The order/disp keyword determines how many grid spacings an atom’s dispersion term extends when it is mapped to the grid in kspace style pppm/disp. It has the same meaning as the order setting for Coulombics.

The overlap keyword can be used in conjunction with the minorder keyword with the PPPM styles to adjust the amount of communication that occurs when values on the FFT grid are exchanged between processors. This communication is distinct from the communication inherent in the parallel FFTs themselves, and is required because processors interpolate charge and field values using grid point values owned by neighboring processors (i.e. ghost point communication). If the overlap keyword is set to yes then this communication is allowed to extend beyond nearest-neighbor processors, e.g. when using lots of processors on a small problem. If it is set to no then the communication will be limited to nearest-neighbor processors and the order setting will be reduced if necessary, as explained by the minorder keyword discussion. The overlap keyword is always set to yes in MSM.

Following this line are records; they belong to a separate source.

PR #500, opened 2019-04-16
Root chain reorg will remove blocks in old fork with high height

qizhou:


quarkchain/cluster/root_state.py
```diff
@@ -539,8 +545,13 @@ def validate_block(self, block, block_hash=None):
 
         return block_hash, prev_header_map.values()
 
-    def __rewrite_block_index_to(self, block):
+    def __rewrite_block_index_to(self, old_block_header, new_block):
         """ Find the common ancestor in the current chain and rewrite index till block """
+        # If old block height is greater than new block's, remove the indices
+        for i in range(new_block.header.height + 1, old_block_header.height + 1):
+            self.db.remove_root_block_index(i)
```
ninjaahhh: what's the consequence of keeping those higher height blocks in db? do we have any logic that depends on this?

qizhou: The new p2p command allows downloading headers from the canonical chain by height, where the previous code allows downloading the headers with a height greater than that of the tip.

ninjaahhh: but I see you already made sure the block height <= self.root_state.tip in the new p2p command:

https://github.com/QuarkChain/pyquarkchain/blob/cf74767dfc353613be5c67d330e8ead6ce06c3c9/quarkchain/cluster/simple_network.py#L290-L302

not sure whether it's worth removing old blocks, if we can handle it in application layer easily

qizhou: Looks like the code works better than expected.  However, I personally don't want to introduce exception on the canonical chain where a block with higher height than tip could exist, i.e., anyone should easily pick up the code with common assumption without knowing the details of exceptions.  In addition, such code will rarely happen so for performance-wise, we don't need to concern.

ninjaahhh: ok sounds reasonable.

PR #504, opened 2019-04-18
add trie test cmp with go

qizhou:


qizhou:
> do we want go code in the repo? also it looks the test_case_# files are generated by the go file

Yes, the test cases are generated by the go file.  This want to make sure that both python and go trie implementations have exactly the same output.

qcdll:
yes, but I don't think we should put generated content in source repo, they can be generated on demand when running the python test

qizhou:
> yes, but I don't think we should put generated content in source repo, they can be generated on demand when running the python test

I want to include the test in the CI, however, to generate the test cases, a user must also download the go-ethereum and install it properly in GOPATH.  So I think that putting a generated test cases together with the code to generate should be a good tradeoff.  What do you think?

PR #739, opened 2019-09-16
Add args for setting websocket port

hanyunx:


quarkchain/cluster/cluster_config.py
```diff
@@ -265,6 +265,12 @@ def attach_arguments(cls, parser):
 
         parser.add_argument("--num_slaves", default=4, type=int)
         parser.add_argument("--port_start", default=38000, type=int)
+        parser.add_argument(
+            "--websocket_port_start",
+            default=38590,
+            type=int,
+            help="if empty, will start from 38590 by default",
```
ninjaahhh: wait, I think the correct default behavior is to not start websocket on slave servers

PR #747, opened 2019-09-18
Fix transfer failure return result

ninjaahhh:
in normal case this code path won't be touched because:

1. normal transfer tx will be guarded by validation
2. transfer / calls in smart contract will be guarded by VM checking QKC balance

thus there are two ways to break the execution rule:

1. indirectly make a CALL msg (outside the VM) such as calling transfer_mnt precompiled contract (fixed by this PR)
~2. make a CALL message with value transfer but in non-default token~

### DIFF
--- a/fixtures/QuarkChainStateTests/stContractCallMnt/contractTransferMntNotEnoughBalance.json
+++ b/fixtures/QuarkChainStateTests/stContractCallMnt/contractTransferMntNotEnoughBalance.json
@@ -1,0 +1,77 @@
+{
+  "contractTransferMntNotEnoughBalance": {
+    "_info": {
+      "comment": "deployed contract: https://gist.github.com/hanyunx/b758b44b4c866a4c175acf5017761b13",
+      "filledwith": "byhand",
+      "lllcversion": "byhand",
+      "source": "NA",
+      "sourceHash": "NA"
+    },
+    "env": {
+      "currentCoinbase": "0x2adc25665018aa1fe0e6bc666dac8fc2697ff9ba",
+      "currentDifficulty": "0x020000",
+      "currentGasLimit": "0xf5f5e100",
+      "currentNumber": "0x01",
+      "currentTimestamp": "0x03e8",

The minorder keyword allows LAMMPS to reduce the order setting if necessary to keep the communication of ghost grid point limited to exchanges between nearest-neighbor processors. See the discussion of the overlap keyword for details. If the overlap keyword is set to yes, which is the default, this is never needed. If it set to no and overlap occurs, then LAMMPS will reduce the order setting, one step at a time, until the ghost grid overlap only extends to nearest neighbor processors. The minorder keyword limits how small the order setting can become. The minimum allowed value for PPPM is 2, which is the default. If minorder is set to the same value as order then no reduction is allowed, and LAMMPS will generate an error if the grid communication is non-nearest-neighbor and overlap is set to no. The minorder keyword is not currently supported in MSM.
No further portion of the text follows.